Orbital characteristics
- Semi-major axis: 0.01987+0.00020 −0.00021 AU
- Eccentricity: <0.15
- Orbital period (sidereal): 0.9255456 ± 0.0000013 d (22.213094 ± 3.1×10^{−5} h)
- Inclination: 86.3°±2.7°
- Semi-amplitude: 268±15 m/s
- Star: WASP-103

Physical characteristics
- Mean radius: 1.528+0.073 −0.047 R_{J}
- Mass: 1.455+0.090 −0.091 M_{J}
- Mean density: 0.511+0.068 −0.073 g/cm^{3}

= WASP-103b =

Hot Jupiter orbiting WASP-103

WASP-103b is an ultra-hot Jupiter orbiting around WASP-103, a late F8V-type main sequence star located in the Constellation of Hercules. It orbits at a distance of 0.019 AU with an eccentricity of 0.15. It significantly larger than Jupiter being roughly 1.5 times its mass and 1.6 times its radius. The planet has an oval shape similar to that of a rugby ball. This is due to the force of gravity exerted by its parent star. It is the first exoplanet to have a deformation detected.

== Discovery ==
WASP-103b was discovered by Gillon et al. (2014) in the year 2014 via the transit method. The star WASP-103 was observed by the southern station of the WASP (Wide Angle Search for Planets) survey during three observing seasons conducted in 2010 from May 15 to August 16, 2011 from March 26 to August 20 and 2012 from March 25 to June 28. The star was considered a high-priority candidate target due to the presence of a transit-like signal that occurred every ~0.926 days. Follow-up observations would then be done on the star with the TRAnsiting Planets and PlanetesImals Small Telescope (TRAPPIST). These follow-up observations observed three transits.

== Orbit ==
WASP-103b is a ultrashort period (USP) planet that orbits at a distance of 0.01986 astronomical units (AU) taking only 22.2 hours to complete an orbit around its parent star.
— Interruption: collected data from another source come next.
PR #788, opened 2021-08-05
feat(updater): add Gradle support

bnas:
A simple change to bring Gradle (both Groovy and Kotlin DSL format will work) support by adding the corresponding `updater`. 

This is pretty much the same code as https://github.com/conventional-changelog/standard-version/pull/591 but without the complication of adding support for Maven pom.xml.


TimothyJones:

bnas:
Ok, reopened as https://github.com/absolute-version/commit-and-tag-version/pull/34

Issue #846, opened 2021-11-03
Request: add an option to force tag replacement


pluce:
Maybe my use-case is weird but I often need to re-apply `standard-version` changelog generation when crafting my release, for many reasons: last minute bug fixes, forgotten pull requests, etc.

My workflow is:
- using `standard-version` to bump version, generate changelog, commit the file, add tag
- hell ! I forgot <something>
- merge PR / commit any content
- "fix" the release with standard-version

The problem appears on the last step, as I'd like to use `standard-version --skip.bump` to just update the Changelog without creating a new version, but it fails on the tagging step because tag already exists. I may not use `--skip.tag` because I do want the tag to be updated to the latest commit.

That's why I'd like to have an option that allows me to move the existing version tag to the latest commit.

PR incoming !

PR #847, opened 2021-11-03
feat(tag): add an option to force tag replacement

pluce:
Add a `--tag-force` flag to CLI such that `git tag` uses `-f` option. 
Useful when you re-run `standard-version` with `--skip.bump` but without `--skip.tag`.

Issues: https://github.com/conventional-changelog/standard-version/issues/846


bcoe (approved):
This seems like a good feature to me :ok: thank you for the contribution.

chrome050:
bumb

TimothyJones:

PR #903, opened 2022-05-07
Use relative path in git ignore

### LINKED ISSUE #902: Bump file are skipped using absolute path file
Hi,

`standard-version` was never bumping `package.json` on one of my project.

After some checks it looks like the file is filtered based on the absolute path of the file.
As result `dotgitignore` can incorrectly answer that a file is ignored by `.gitignore` based on parent directory not part of the project.

**How to reproduce**

- create a js project in `/home/user/myproject/` with `package.json`
- create a `.gitignore` containing `home`
- try to release a new version
- `package.json` is not updated because the abs path `/home/user/myproject/package.json` contains `home`

**Current behavior**

My `package.json` is not bumped.

**Expected behavior**

My `package.json` have to me bumped.

**Environment**
- `standard-version@9.3.2`
- `dotgitignore@2.1.0`
- Node/npm version: 7.21.0
- OS: Debian 10

**Possible Solution**

Use relative path instead of absolute path for `configFIles`

vallsv:
Closes #902 

Hi,

Here is a patch to use the relative path when checking git ignore.

The absolute path can contain stuffs which can be matched by gitignore.
It's  not an expected behavior.

I can't tell if it's the proper way to patch this problem.

### DIFF
--- a/lib/lifecycles/bump.js
+++ b/lib/lifecycles/bump.js
@@ -145,7 +145,7 @@ function updateConfigs (args, newVersion) {
     }
     const configPath = path.resolve(process.cwd(), updater.filename)
     try {
-      if (dotgit.ignore(configPath)) return
+      if (dotgit.ignore(updater.filename)) return
       const stat = fs.lstatSync(configPath)
 
       if (!stat.isFile()) return


TimothyJones:

vallsv:
Now, i am kind of afraid of the javascript software stack.
Thanks for the fork and merge.

PR #942, opened 2023-06-19
fix: initial validation of custom updaters

davidgoitia:
Custom validators passed in an options object are not validated witihn the inner object.


stevemao:
@davidgoitia can you update the tests so that we know what problems you're trying to fix?

PR #1421, opened 2026-07-05
Don't flag 'First step skipped' when frame 0 exited on its own exit condition

loganross2001:
## Don't flag "First step skipped" when frame 0 exited on its own condition

**The bug:** `detectSkipFirstFrame` flags a first frame that runs shorter than half its *configured* max duration — but it never checks *why* the frame ended. DE1 preinfusion/fill frames are designed to exit early on their exit condition (a pressure/flow/weight target), long before their configured max. So a preinfusion frame set to e.g. 8 s that correctly exits at ~1.2 s on its pressure target gets flagged "First step skipped" **every shot**, even though it executed exactly as designed. Fully reproducible for any profile whose first frame has an exit condition.

**The fix:** the first non-zero frame's marker already records `transitionReason` (the reason the preceding frame exited). Gate the detector on it — a `pressure`/`flow`/`weight` exit means frame 0 met its own target and was *not* skipped. Only a `time`/empty (old-data) reason falls through to the existing duration checks. Mirrors the signal `analyzeFlowVsGoal` already uses; recompute-on-load is preserved (`transitionReason` is persisted).

**Coupled change worth your attention — `maincontroller.cpp` transition-reason inference:** the detector can only trust `transitionReason` if `pressure`/`flow`/`weight` always means a *confirmed* sensor exit. Today the ambiguous `else` (exit configured, but neither threshold confirmed nor time expired) **guesses** `pressure`/`flow` from `exitType` (it logs "ambiguous"). That guess, treated as truth, would let the new guard suppress a *genuinely* too-short frame. So this PR changes that ambiguous case to record **`"time"`** instead of a guessed sensor reason.

This is a **shared-semantics change** — `transitionReason` is also read by `detectGrindIssue`/`analyzeFlowVsGoal`, the shot models, the graph marker letters, and the AI summarizer. I traced them all: `"time"` is already a valid, handled value everywhere (no blank letters, no missed grind-trim — the trim only fires on *confirmed* pressure), and the full suite stays green (89/89). The one honest tradeoff: the ambiguous case is often a real sensor exit delayed by BLE sample lag, so it will now show **"Time exit"** in the UI/summarizer where it previously showed a (usually-correct) pressure/flow guess. That's cosmetic and logged — versus the old behavior, which *silently suppressed a real defect*.

If you'd prefer to keep the UI's sensor-exit labeling, a cleaner alternative is a distinct `"unconfirmed"` reason (flags identically in the guard, but the UI/summarizer can render it as an inferred sensor exit rather than "Time exit"). Happy to switch to that — your call on your data model.

**Tests:** added rows to `skipFirstFrameDetection()` — a 0.3 s first frame with `pressure`/`flow`/`weight` → not flagged; with `time` → still flagged (proves the gate is reason-specific, not a blanket off-switch). `docs/SHOT_REVIEW.md` §2.3 updated. Ran the full `pr-review-toolkit` suite (code/silent-failure/comments/types/tests) to convergence.

### DIFF
--- a/docs/SHOT_REVIEW.md
+++ b/docs/SHOT_REVIEW.md
@@ -343,7 +343,16 @@ other reason). Consumers wanting "verified clean" specifically must read
 ### 2.3 Skip first frame
 
 `detectSkipFirstFrame` operates on phase markers only — no curves needed. Two
-distinct branches inside one function, picked from the marker stream:
+distinct branches inside one function, picked from the marker stream.
+
+**Exit-condition guard (checked first).** Before either branch, if the first
+non-zero frame's marker `transitionReason` is `"pressure"`, `"flow"`, or
+`"weight"`, the detector returns `false` — frame 0 exited on its own exit
+condition, so it executed as designed and was not skipped. DE1 preinfusion/fill
+frames routinely exit far earlier than their configured max duration (that is
+their purpose), and without this guard the duration checks below flag them as
+"skipped." Only a `"time"` or empty (old-data) reason falls through to the
+branches. This mirrors how `detectGrind` already uses `transitionReason`.
 
 **FW-bug branch** — frame 0 was never observed before a non-zero frame:
 returns `phase.time < 2.0`. The 2-second window matches the de1app Tcl
--- a/docs/SHOT_REVIEW.md
+++ b/docs/SHOT_REVIEW.md
@@ -347,12 +347,16 @@ distinct branches inside one function, picked from the marker stream.
 
 **Exit-condition guard (checked first).** Before either branch, if the first
 non-zero frame's marker `transitionReason` is `"pressure"`, `"flow"`, or
-`"weight"`, the detector returns `false` — frame 0 exited on its own exit
-condition, so it executed as designed and was not skipped. DE1 preinfusion/fill
-frames routinely exit far earlier than their configured max duration (that is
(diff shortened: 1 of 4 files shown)


skialpine:
### Code review

Verified in particular: the guard cannot suppress the FW-bug branch (a firmware-skipped frame 0 produces an empty `transitionReason` because `m_lastFrameNumber` is `-1` at shot start, and the ambiguous-exit branch now records `"time"` instead of a guessed sensor reason — without that coupled `maincontroller.cpp` change, a genuinely skipped frame with a configured exit condition could have been recorded as a guessed `"pressure"`/`"flow"` and masked the true positive). Old persisted shots (empty reason) fall through to the existing duration checks unchanged, and the new `docs/SHOT_REVIEW.md` §2.3 section matches the code.

<details>

- [Worth a look] `docs/SHOT_REVIEW.md` §2.2 (grind detector) doesn't mention the second-order effect of the `maincontroller.cpp` change: ambiguous exits previously guessed as `"pressure"` fed the Arm 1 limiter-tail trim (https://github.com/Kulitorum/Decenza/blob/eea3276e183c84f40e46b1a712bf4e30aef0bb71/src/ai/shotanalysis.cpp#L412-L419); those shots now record `"time"` and lose the trim. §2.2 remains factually accurate — a one-line cross-reference would close the loop (score: 55)

</details>

PR #1422, opened 2026-07-06
Unconfirmed transition reasons: keep the grind limiter-tail trim and sensor labels on ambiguous frame exits

skialpine:
## Why

PR #1421 fixed the "First step skipped" false positive by making the skip-first-frame guard trust `transitionReason` as ground truth, and — to keep that trust honest — recorded the ambiguous frame-exit case (exit configured, threshold not confirmed by the transition sample, time not expired) as `"time"` instead of a guessed sensor reason. That collapse traded away two things:

1. **Grind detector**: `analyzeFlowVsGoal`'s limiter-tail trim (drop the last 1.5 s of a flow-mode window when the next marker says `"pressure"`) stopped firing on ambiguous exits, which are usually real pressure-limiter engagements whose threshold crossing fell between ~5 Hz BLE samples. Including that limiter-suppressed tail biases the flow-vs-goal delta toward "too fine".
2. **UI**: the transition pill and graph marker letters show "Time exit"/[T] where a sensor exit almost certainly happened.

The root issue: the two decision-making consumers need **opposite defaults** for the ambiguous case. The skip guard must NOT suppress on it (a firmware-skipped frame lands in the same branch — the very bug the detector catches), while the grind trim SHOULD fire on it (trimming a maybe-clean tail is harmless under the existing ≥1 s post-trim floor; including a contaminated one is not). One value cannot express both. This implements the distinct-unconfirmed-reason alternative offered in #1421's description.

## What

- `MainController` records `pressure_unconfirmed`/`flow_unconfirmed` (hint from `exitType`, as the pre-#1421 guess did) in the ambiguous branch.
- `detectSkipFirstFrame` guard: **no logic change** — exact-match on confirmed `pressure`/`flow`/`weight` only, so unconfirmed still falls through and flags. #1421's safety property is preserved by string comparison, not convention.
- `analyzeFlowVsGoal`: limiter-tail trim fires on `pressure` OR `pressure_unconfirmed`; `flow_unconfirmed` does not trim.
- Displays render unconfirmed as its sensor equivalent (letter, text, color): `ShotGraph.qml`, `HistoryShotGraph.qml`, `EspressoPage.qml` pill (reuses existing translation keys), both embedded-JS switches in `shotserver_shots.cpp`.
- `SHOT_REVIEW.md` §2.2/§2.3 document the vocabulary and the deliberate opposite polarities (includes the cross-reference note deferred from #1421's review); `HistoryPhaseMarker` field comment updated.

## Data / migration

None. The field is a free string end-to-end; old guessed `pressure`/`flow` values and the brief post-#1421 `"time"` window keep their recorded meaning. All display switches degrade gracefully on unknown values, so rollback is fail-safe (unconfirmed values would behave exactly like #1421's `"time"`).

## Tests

- Skip detector: short first frame with `pressure_unconfirmed`/`flow_unconfirmed` still flags (guard is confirmed-only).
- Grind trim: fires on `pressure_unconfirmed` (lever-shape fixture stays clean), does not fire on `flow_unconfirmed` (sustained dip stays in, badge fires).
- Full suite green: 91/91 `tst_shotanalysis`, 645 passed / 0 failed / 0 warnings overall.

Includes the OpenSpec change (`unconfirmed-transition-reason`) with proposal/design/specs; archive will land as the final commit before merge.


skialpine:
### Code review

Verified in particular: every `transitionReason` consumer in the codebase was traced — the skip-first-frame guard remains exact-match on confirmed values so `pressure_unconfirmed` structurally cannot suppress it (https://github.com/Kulitorum/Decenza/blob/48c19a019b7439b8cde6c88ab228900b4b50a9c2/src/ai/shotanalysis.cpp#L700-L704); no `.contains()` check anywhere treats an unconfirmed value as confirmed; `exitType`'s closed value set makes the pressure/flow hint derivation collision-free; DirectController correctly keeps recording confirmed reasons only (it verifies exits itself before recording); and all five display switches plus pass-through persistence handle the new values or degrade gracefully. The SHOT_REVIEW.md §2.2/§2.3 updates match the code, including the deliberate opposite-polarity cross-references, and deliver the doc note deferred from #1421's review.

Two cosmetic review observations (stale one-line test comment, wrong file name in the OpenSpec proposal prose) were fixed on the branch in 09a92cb5 before merge.

PR #1439, opened 2026-07-07
Show a detail line on Bean Base search results to tell duplicates apart

skialpine:
## Problem

Searching for a bag in the Add Bag dialog can show the same coffee several times with nothing to differentiate the rows. Visualizer's canonical DB genuinely holds near-duplicate submissions — e.g. `?q=hometown` returns three "Sweet Bloom Coffee · Hometown Blend" entries with distinct canonical UUIDs, differing only in roast level, elevation, and tasting notes (one comes from a `hometown-blend-copy` product URL). The dialog row only showed roaster + name, so they rendered identically.

## Fix

- `UnifiedBeanSearchModel::mergeLanes()` now composes a `detail` string on canonical rows (tiers 1–2) from the entry's descriptive blob: **roast level · origin · tasting notes** — the fields that actually vary between duplicates. Exposed as a new `DetailRole`.
- `ChangeBeansDialog.qml` shows it in the existing subtitle slot (where inventory rows show their roast date), and appends it to the row's accessible name so TalkBack/VoiceOver users can tell the rows apart too.

Each duplicate stays its own row on purpose: distinct canonical ids are distinct pick targets, and the detail line is what lets the user choose the right one.

## Testing

- New unit test `mergeLanesCanonicalDuplicatesCarryDetail` pins the composition and that same-name entries stay distinct rows (attrs missing → empty detail, subtitle hidden).
- `tst_CoffeeBags`: 36 passed, 0 failed, no warnings.

### DIFF
--- a/docs/CLAUDE_MD/BEAN_BASE.md
+++ b/docs/CLAUDE_MD/BEAN_BASE.md
@@ -46,8 +46,8 @@ Entries are QVariantMaps (QML lingua franca; deliberately not a C++ value type).
 | `visualizerCanonicalId` | = id | — | — |
 | `source` | "visualizer" | "beanbase" | — |
 | `roasterName`, `roastName` | ✓ | ✓ | — |
-| `degree, origin, region, producer, variety, process, harvest, tastingNotes` | — | ✓ | ✓ (remapped from Visualizer columns) |
-| `elevation` (display string) | — | — | ✓ |
+| `degree, origin, region, producer, variety, process, harvest, tastingNotes` | ✓ (remapped from Visualizer columns via `kAttrMap`) | ✓ | ✓ (same values; `canonicalDetails` is a local re-emit) |
+| `elevation` (display string) | ✓ | — | ✓ |
 | `link` (roaster product page) | ✓ (from `url`) | ✓ | — |
 | `minElevationM/maxElevationM` (int), `image, beanType, description, tastingTags, generalTags, soldout, available, roasterRegion, roasterCountry` | — | ✓ | — |
 
--- a/qml/components/ChangeBeansDialog.qml
+++ b/qml/components/ChangeBeansDialog.qml
@@ -634,7 +634,10 @@ Dialog {
                                 Text {
                                     Layout.fillWidth: true
                                     visible: text.length > 0
-                                    text: model.roastDate || ""
+                                    // Bean Base rows have no roast date; their detail line
+                                    // (roast level · origin · notes) is what tells the
+                                    // canonical DB's same-name near-duplicates apart.
+                                    text: model.roastDate || model.detail || ""
                                     font: Theme.captionFont
                                     color: Theme.textSecondaryColor
                                     elide: Text.ElideRight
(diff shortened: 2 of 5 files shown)


skialpine:
### Code review

Found 3 issues:

1. Tier-1 rows re-persist already-corrupted blobs: a non-empty history blob always wins over the fresh canonical entry (`histBlob.isEmpty() ? entryJson : histBlob`), so a history snapshot that already carries the broken `{"link":…}` artifact (the exact corruption this PR prevents) gets copied into a newly created bag instead of being replaced by the full entry. Treating a link-only blob as effectively empty would close the loop.

https://github.com/Kulitorum/Decenza/blob/64e402bd8d58f8f00f922c8de6d71719178f522d/src/history/unifiedbeansearchmodel.cpp#L312-L318

2. `model.detail` (Bean Base free text: roast level, origin, tasting notes) is rendered in a `Text` with no `textFormat`, so Qt's default `Text.AutoText` can interpret markup-looking content; the same file escapes this class of Bean Base data elsewhere via `Theme.joinWithBullet` (per `Theme.qml`'s escaping rationale). The row title (`primaryText`, also Bean Base data) shares the gap. (CLAUDE.md says "Fix pre-existing violations in any file you touch — do not dismiss them as 'pre-existing'".) `textFormat: Text.PlainText` on both fixes it.

https://github.com/Kulitorum/Decenza/blob/64e402bd8d58f8f00f922c8de6d71719178f522d/qml/components/ChangeBeansDialog.qml#L636-L644

3. `docs/CLAUDE_MD/BEAN_BASE.md`'s key-mapping table marks `degree/origin/…/tastingNotes` as absent ("—") from canonical `search()` entries, contradicting both the doc's own line 37 ("the search response already includes every descriptive field") and `kAttrMap` in `beanbaseclient.cpp` — and this PR's `canonicalDetail()` is the first code to rely on exactly those fields from that producer, so the stale row is now actively misleading.

https://github.com/Kulitorum/Decenza/blob/64e402bd8d58f8f00f922c8de6d71719178f522d/docs/CLAUDE_MD/BEAN_BASE.md#L48-L50

---

<details>

- [Worth a look] `DetailRole`'s doc comment says "Canonical rows only", but `detail` is set before the tier split, so `Tier::HistoryCanonical` rows carry it too — ambiguous against the `Tier::CanonicalOnly` enum name, and the Tier-1 case is untested (score: 50)
- [OK to skip] Test comment cites "Hometown Blend" while the fixture uses `roastName: "Hometown"` — traceability nit only (score: 50)

</details>

skialpine:
All 3 findings (and both below-threshold notes) addressed in 7937c3f88fb4dabbeeece85e4e1a92827b93546e: link-only history blobs no longer shadow the fresh canonical entry (new test `mergeLanesTier1ReplacesLinkOnlyBlob`), row title/subtitle now render `Text.PlainText`, BEAN_BASE.md key table corrected, `DetailRole` comment made tier-precise with a tier-1 assertion. `tst_CoffeeBags`: 39 passed, 0 failed.

PR #1442, opened 2026-07-08
Shot Plan: 'Final yield only' option (hide the profile-default → arrow)

loganross2001:
## What

Adds a per-Shot-Plan-widget option **"Final yield only"** that shows just the effective target yield (e.g. `40.0g`) instead of the profile-default → target arrow (e.g. `36.0 → 40.0g`). Default **off**, so existing layouts are unchanged.

## Why

#842 added the yield override arrow to match the temperature treatment, and it's genuinely useful for spotting a deliberate override. But when you brew by ratio (or keep a standing yield override), the profile's static `target_weight` (often 36 g) is just noise next to the number you actually care about — the plan permanently reads `36.0 → 40.0g` and the leading `36.0 →` never changes. This gives people who don't want that a one-tap way to collapse it to the final figure, without removing the arrow for those who like it.

It slots naturally into the per-instance Shot Plan config from #1426 — same editor, same storage pattern as `shotPlanSentence` / `shotPlanStacked`.

## How

New per-instance boolean `shotPlanYieldTargetOnly` (absent / `false` = current behavior):

- **`ShotPlanText.qml`** — `_yieldStr` skips the arrow branch when the flag is set, returning only `targetWeight`. Both the sentence and fragment render paths consume `_yieldStr`, so both honor it.
- **`ShotPlanItem.qml`** — reads `modelData.shotPlanYieldTargetOnly` and passes it to the compact and full `ShotPlanText` instances.
- **`ScreensaverEditorPopup.qml`** (the Shot Plan bespoke editor) — adds the toggle with load/save, wires the live preview, and disables it when the *Dose & yield* item isn't in the plan (nothing to affect).
- **`shotserver_layout.cpp`** — mirrors the toggle in the web layout editor (checkbox + load + save), matching the other `shotPlan*` keys.

## Notes

- Non-breaking: default off; no migration; `setItemProperty` already accepts arbitrary boolean keys.
- Scope: 4 files, +32/−2.
- Build-verified standalone on `main` (Android debug, arm64) — the branch is `main` + this one commit, barista/fork code excluded.

### DIFF
--- a/qml/components/ShotPlanText.qml
+++ b/qml/components/ShotPlanText.qml
@@ -37,6 +37,10 @@ Item {
     // Sentence mode only: render the detail tail on its own line(s) below the
     // sentence (display path — the a11y text stays one joined sentence).
     property bool stacked: false
+    // Yield rendering: when true, show only the effective target yield (e.g.
+    // "40.0g") and suppress the "profileDefault → target" arrow. The default
+    // (false) keeps the arrow, mirroring the temperature-override treatment.
+    property bool yieldTargetOnly: false
     // Wrap budget before eliding: 2 in the full-size widget, 1 in compact bars.
     property int maxLines: 2
 
@@ -63,10 +67,11 @@ Item {
     // --- Per-item segments (empty string = hidden). ---
     // Dose & yield: the shot's target output, plus dose-in (e.g. "18.0g in"). A DELIBERATE yield
     // override (the hasBrewYieldOverride flag, not raw drift — measured dose never exactly matches
-    // the profile's) renders as "36.0 → 40.0g", mirroring the temperature-override treatment.
+    // the profile's) renders as "36.0 → 40.0g", mirroring the temperature-override treatment —
+    // UNLESS yieldTargetOnly is set, in which case only the effective target ("40.0g") shows.
     readonly property string _yieldStr: {
         if (!(_has("doseYield") && targetWeight > 0)) return ""
-        if (Settings.brew.hasBrewYieldOverride && profileYield > 0
+        if (!yieldTargetOnly && Settings.brew.hasBrewYieldOverride && profileYield > 0
                 && Math.abs(targetWeight - profileYield) > 0.1)
             return profileYield.toFixed(1) + " → " + targetWeight.toFixed(1) + "g"
         return targetWeight.toFixed(1) + "g"
--- a/qml/components/ShotPlanText.qml
+++ b/qml/components/ShotPlanText.qml
@@ -37,9 +37,8 @@ Item {
     // Sentence mode only: render the detail tail on its own line(s) below the
     // sentence (display path — the a11y text stays one joined sentence).
     property bool stacked: false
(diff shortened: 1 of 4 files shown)


skialpine:
### Code review

Found 1 issue:

1. The web layout editor's new "Final yield only" checkbox is never disabled/dimmed when the Dose & yield item isn't in the shot plan, so it stays fully interactive while inert. The in-app editor gates its switch with `enabled: popup.shotPlanItems.indexOf("doseYield") !== -1`, and the direct precedent for this pattern is `spSyncStacked()` (added in #1428, commit cbc444c0), which mirrors the in-app enabled-gating for the sibling "Stacked details" checkbox on load and on change. This PR reproduces the QML half but omits the web-side sync — a `spSyncYieldTargetOnly()`-style function called from load and `spAdd()`/`spRemove()` (the label also needs an `id` styling hook, like `spStackedLabel`). Harmless to data (the stored value simply has no effect until Dose & yield is re-added), but it breaks the two editors' UX parity for a directly analogous toggle.

Checkbox without gating: https://github.com/Kulitorum/Decenza/blob/e6278320a30da89d909c7aa7c1e1cdd3578d2bce/src/network/shotserver_layout.cpp#L2031-L2037

In-app gating it should mirror: https://github.com/Kulitorum/Decenza/blob/e6278320a30da89d909c7aa7c1e1cdd3578d2bce/qml/components/layout/ScreensaverEditorPopup.qml#L686-L691

Existing precedent (`spSyncStacked`): https://github.com/Kulitorum/Decenza/blob/e6278320a30da89d909c7aa7c1e1cdd3578d2bce/src/network/shotserver_layout.cpp#L3213-L3221

Everything else checked out: the `shotPlanYieldTargetOnly` key is consistent across the QML editor, `ShotPlanItem`, and the web editor; all reads use `=== true` with a safe false default; both `ShotPlanText` instances receive the property; and Shot Plan is a bespoke-editor type, so no `readoutOptionSchema()` registration is needed.

---

<details>

- [Worth a look] The new property comment in `ShotPlanText.qml` copies the pre-existing "mirroring the temperature-override treatment" phrase, but temperature overrides render as a delta tag (e.g. `92°C +1°` via `TemperatureDisplay::format()`) plus a highlight color, not an arrow — the analogy is about calling out overrides, not the format, and is easy to reword while touching these lines (score: 50)
- [OK to skip] The new `yieldTargetOnly` property doc and the `_yieldStr` comment in `ShotPlanText.qml` now duplicate the same arrow-vs-target-only explanation — purely a documentation-drift risk (score: 50)

</details>

skialpine:
Pushed 5132a7bc addressing the review: added `spSyncYieldTargetOnly()` so the web editor disables/dims the new checkbox when Dose & yield isn't shown (mirroring the in-app switch, same pattern as `spSyncStacked()`), reworded the "mirroring the temperature-override treatment" comment (temperature uses a delta tag, not an arrow), de-duplicated the property doc vs `_yieldStr` comment, and noted the toggle is a visible no-op without an active yield override.

PR #1450, opened 2026-07-09
Web settings: AI model picker parity with the app

skialpine:
## Summary

The web settings page (`http://<tablet>:8888/settings`) only allowed updating AI API keys — the per-provider model selection the app offers (GPT-5.4 mini/GPT-5.4, Sonnet 4.6/Sonnet 5, Gemini 2.5/3.5 Flash) was missing, and the provider buttons hard-coded stale model labels ("GPT-4.1", "Claude"). This brings the web page to parity and centralizes the model metadata so the two UIs can't drift.

### Web page (ShotServer)
- **Generic Model dropdown** appears for any provider whose catalog has more than one model (OpenAI/Anthropic/Gemini today — future catalogs light up with no web-side changes). Unset/stale selection falls back to the catalog's first entry (the recommended default), exactly like the app; the default is never written back.
- Provider-specific guidance line under the dropdown (same copy as the app).
- Provider-button sublabels now show the actual selected model (e.g. "Sonnet 5") instead of hard-coded stale text.

### API
- `GET /api/settings` adds `providerModelCatalogs`, `providerModels` (stored selections), `providerModelNames`, `providerModelHints` — all sourced from `AIManager`.
- `POST /api/settings` (and the shared AI-test path) accepts a `providerModels` object routed through `SettingsAI::setProviderModel()`. Unknown ids are harmless: each provider's validating `setModel()` ignores ids not in its catalog.

### Single source of truth (drift prevention)
- New `AIProvider::modelHint()` sits next to `availableModels()` so the catalog and its guidance copy live in one place per provider.
- `AIManager::modelHint(providerId)` exposes it; `SettingsAITab.qml` now consumes it (keeping its existing `settings.ai.modelHint.<provider>` translation keys — the runtime string-discovery system handles the dynamic key), and the web page serves it from the same source. The duplicated hint strings in QML were removed.

## Test plan
- Full test suite run via Qt Creator: all passed (pre-hint-refactor state; re-run pending).
- Manual: open `/settings` on the tablet, select each of OpenAI/Anthropic/Gemini → Model dropdown + hint appear with correct selection; Save persists; app's AI settings tab reflects the same model. OpenRouter/Ollama keep their free-text model fields.

### DIFF
--- a/qml/pages/settings/SettingsAITab.qml
+++ b/qml/pages/settings/SettingsAITab.qml
@@ -294,24 +294,18 @@ KeyboardAwareContainer {
                         }
                     }
 
-                    // Provider-specific guidance. Gated per provider so a future
-                    // provider that gains multiple models can't inherit wrong copy.
+                    // Provider-specific guidance. The English copy lives in
+                    // AIProvider::modelHint() (next to the model catalog) so the
+                    // app and the ShotServer web settings page share one source;
+                    // the per-provider translation key keeps it translatable.
                     Text {
                         visible: text.length > 0
                         text: {
-                            switch (modelSelect.currentProvider) {
-                            case "gemini":
-                                return TranslationManager.translate("settings.ai.modelHint.gemini",
-                                    "3.5 Flash is the most capable. 2.5 Flash is more available (fewer busy errors).")
-                            case "anthropic":
-                                return TranslationManager.translate("settings.ai.modelHint.anthropic",
-                                    "Sonnet 5 is the most capable. Sonnet 4.6 is the established default.")
-                            case "openai":
-                                return TranslationManager.translate("settings.ai.modelHint.openai",
-                                    "GPT-5.4 is more capable. GPT-5.4 mini is cheaper and faster.")
-                            default:
-                                return ""
-                            }
+                            var hint = MainController.aiManager
+                                ? MainController.aiManager.modelHint(modelSelect.currentProvider) : ""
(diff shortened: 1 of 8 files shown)


skialpine:
Automated review (4 agents: general, comments, silent-failures, tests) ran against the original diff; all real findings fixed in 344e4375:

- **HIGH (silent-failure):** `POST /api/settings` persisted unvalidated `providerModels` entries and always answered `success:true`, even when the provider silently discarded the id (stale web tab after a catalog change, typo'd API client, junk provider keys written to QSettings). "Test Connection" would test the provider *default* and report the discarded selection as working. → Entries are now validated against `AIManager`'s provider list and catalogs; rejections return `success:false` naming the bad entries, and the test endpoint refuses to run.
- **i18n regression (comments):** the QML hint's dynamic translation key was invisible to `scanAllStrings()`, dropping the three hint strings from the batch-translation registry. → main.cpp registers the keys at startup from the same `AIProvider::modelHint()` source.
- **Test gap:** `tst_aiproviders` now pins the anti-drift contract — every multi-model provider has a non-empty `modelHint()` mentioning each catalog entry's display name.
- **LOW:** breadcrumb `qWarning` when `/api/settings` is served without an AIManager; comment-accuracy fixes.

Clean passes: QML binding reactivity, raw-string delimiters, JSON round-trip semantics, dropdown default/fallback logic, JS fetch error paths, CLAUDE.md conventions.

It has an orbital eccentricity of 0.15.

=== Orbital decay ===
WASP-103b is a strong candidate to be effected by tidally-induced orbital decay. Birkby et al. (2014) calculated that orbital decay, if present in several close-in planets including WASP-103b, would cause a shift in the transit time of the planet over a period of around a decade. The detection of such shifts in transit time would require precise observations of WASP-103b occurring over many years along with ephemeris against which to measure deviations from strict periodicity. A study carried out by Patra et al. (2020) aimed to detect evidence for orbital decay in several hot Jupiters including WASP-103b. However none of the planets observed in the study, except for WASP-12b and possibly WASP-19b, showed convincing evidence of orbital decay. However further observations of these planets have been encouraged.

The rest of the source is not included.